What the task asks -
Where does the word "kinds" show up in the records? Copy every line that holds it.
Top of Extracted information
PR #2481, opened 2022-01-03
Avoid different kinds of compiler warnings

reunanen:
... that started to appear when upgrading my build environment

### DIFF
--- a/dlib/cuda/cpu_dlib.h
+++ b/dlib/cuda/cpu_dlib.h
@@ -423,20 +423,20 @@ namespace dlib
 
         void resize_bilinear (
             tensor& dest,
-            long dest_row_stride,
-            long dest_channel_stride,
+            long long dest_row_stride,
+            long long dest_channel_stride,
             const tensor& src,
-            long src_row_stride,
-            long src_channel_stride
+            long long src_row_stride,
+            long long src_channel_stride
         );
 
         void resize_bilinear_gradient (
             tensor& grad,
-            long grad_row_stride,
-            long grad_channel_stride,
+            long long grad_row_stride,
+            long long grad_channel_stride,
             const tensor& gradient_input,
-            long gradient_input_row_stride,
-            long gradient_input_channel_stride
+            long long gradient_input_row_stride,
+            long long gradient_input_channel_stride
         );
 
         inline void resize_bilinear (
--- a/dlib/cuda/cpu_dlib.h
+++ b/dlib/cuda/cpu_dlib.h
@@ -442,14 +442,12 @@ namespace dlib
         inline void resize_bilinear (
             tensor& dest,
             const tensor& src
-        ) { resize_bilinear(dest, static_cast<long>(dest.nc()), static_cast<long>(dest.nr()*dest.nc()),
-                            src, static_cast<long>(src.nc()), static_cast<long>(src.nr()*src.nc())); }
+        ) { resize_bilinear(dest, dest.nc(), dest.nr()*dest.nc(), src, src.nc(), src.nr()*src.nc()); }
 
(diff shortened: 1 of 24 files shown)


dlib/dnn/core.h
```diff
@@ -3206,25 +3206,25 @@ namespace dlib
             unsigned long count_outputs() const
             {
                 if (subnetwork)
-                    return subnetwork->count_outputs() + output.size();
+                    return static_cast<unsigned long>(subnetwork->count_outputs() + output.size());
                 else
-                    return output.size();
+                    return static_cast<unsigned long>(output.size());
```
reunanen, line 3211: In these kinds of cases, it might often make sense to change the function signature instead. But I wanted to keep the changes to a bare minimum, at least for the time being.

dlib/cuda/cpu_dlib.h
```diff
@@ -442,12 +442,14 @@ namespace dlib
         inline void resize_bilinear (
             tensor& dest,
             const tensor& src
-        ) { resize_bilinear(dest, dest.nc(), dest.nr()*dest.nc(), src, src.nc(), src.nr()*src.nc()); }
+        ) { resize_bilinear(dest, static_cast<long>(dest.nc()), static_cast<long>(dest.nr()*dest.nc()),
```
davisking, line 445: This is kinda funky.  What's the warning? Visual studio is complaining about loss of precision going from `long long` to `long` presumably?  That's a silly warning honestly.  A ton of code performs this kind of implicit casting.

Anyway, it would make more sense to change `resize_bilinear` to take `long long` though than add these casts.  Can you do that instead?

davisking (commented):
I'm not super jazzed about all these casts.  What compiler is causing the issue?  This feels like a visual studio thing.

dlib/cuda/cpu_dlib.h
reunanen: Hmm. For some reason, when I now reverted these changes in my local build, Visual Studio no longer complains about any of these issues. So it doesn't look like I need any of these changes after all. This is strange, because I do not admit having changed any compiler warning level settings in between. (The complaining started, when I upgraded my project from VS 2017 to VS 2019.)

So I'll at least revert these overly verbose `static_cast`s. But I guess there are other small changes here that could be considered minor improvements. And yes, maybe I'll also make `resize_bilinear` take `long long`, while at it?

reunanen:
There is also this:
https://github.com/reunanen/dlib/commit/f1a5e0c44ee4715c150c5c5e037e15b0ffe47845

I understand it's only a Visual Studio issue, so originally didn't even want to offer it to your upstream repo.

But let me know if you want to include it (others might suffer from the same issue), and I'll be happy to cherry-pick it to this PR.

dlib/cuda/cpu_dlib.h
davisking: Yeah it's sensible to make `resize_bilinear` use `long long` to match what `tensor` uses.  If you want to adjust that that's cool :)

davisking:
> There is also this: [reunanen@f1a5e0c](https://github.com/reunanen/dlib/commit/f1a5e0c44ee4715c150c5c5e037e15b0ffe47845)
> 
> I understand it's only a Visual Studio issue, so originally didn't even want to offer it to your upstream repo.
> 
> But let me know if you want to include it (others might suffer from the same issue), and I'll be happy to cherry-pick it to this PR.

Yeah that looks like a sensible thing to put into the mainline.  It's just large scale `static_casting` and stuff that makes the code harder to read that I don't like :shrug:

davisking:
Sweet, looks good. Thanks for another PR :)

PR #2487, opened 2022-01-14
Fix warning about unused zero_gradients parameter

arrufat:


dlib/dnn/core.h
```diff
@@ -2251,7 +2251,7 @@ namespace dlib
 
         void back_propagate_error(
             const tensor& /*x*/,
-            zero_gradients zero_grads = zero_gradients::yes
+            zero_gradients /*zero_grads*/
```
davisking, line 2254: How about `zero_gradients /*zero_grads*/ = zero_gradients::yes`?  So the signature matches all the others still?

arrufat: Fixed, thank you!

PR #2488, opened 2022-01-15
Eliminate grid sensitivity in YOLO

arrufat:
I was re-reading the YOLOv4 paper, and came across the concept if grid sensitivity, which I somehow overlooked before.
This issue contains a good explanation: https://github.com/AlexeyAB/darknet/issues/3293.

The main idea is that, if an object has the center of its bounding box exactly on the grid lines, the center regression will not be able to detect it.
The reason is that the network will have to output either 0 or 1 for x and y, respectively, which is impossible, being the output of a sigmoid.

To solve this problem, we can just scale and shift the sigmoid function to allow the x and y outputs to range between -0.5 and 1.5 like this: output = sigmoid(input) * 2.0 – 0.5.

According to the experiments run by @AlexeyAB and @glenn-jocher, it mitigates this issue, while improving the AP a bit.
Bottom of Extracted information
Response below -
Avoid different kinds of compiler warnings
reunanen, line 3211: In these kinds of cases, it might often make sense to change the function signature instead. But I wanted to keep the changes to a bare minimum, at least for the time being.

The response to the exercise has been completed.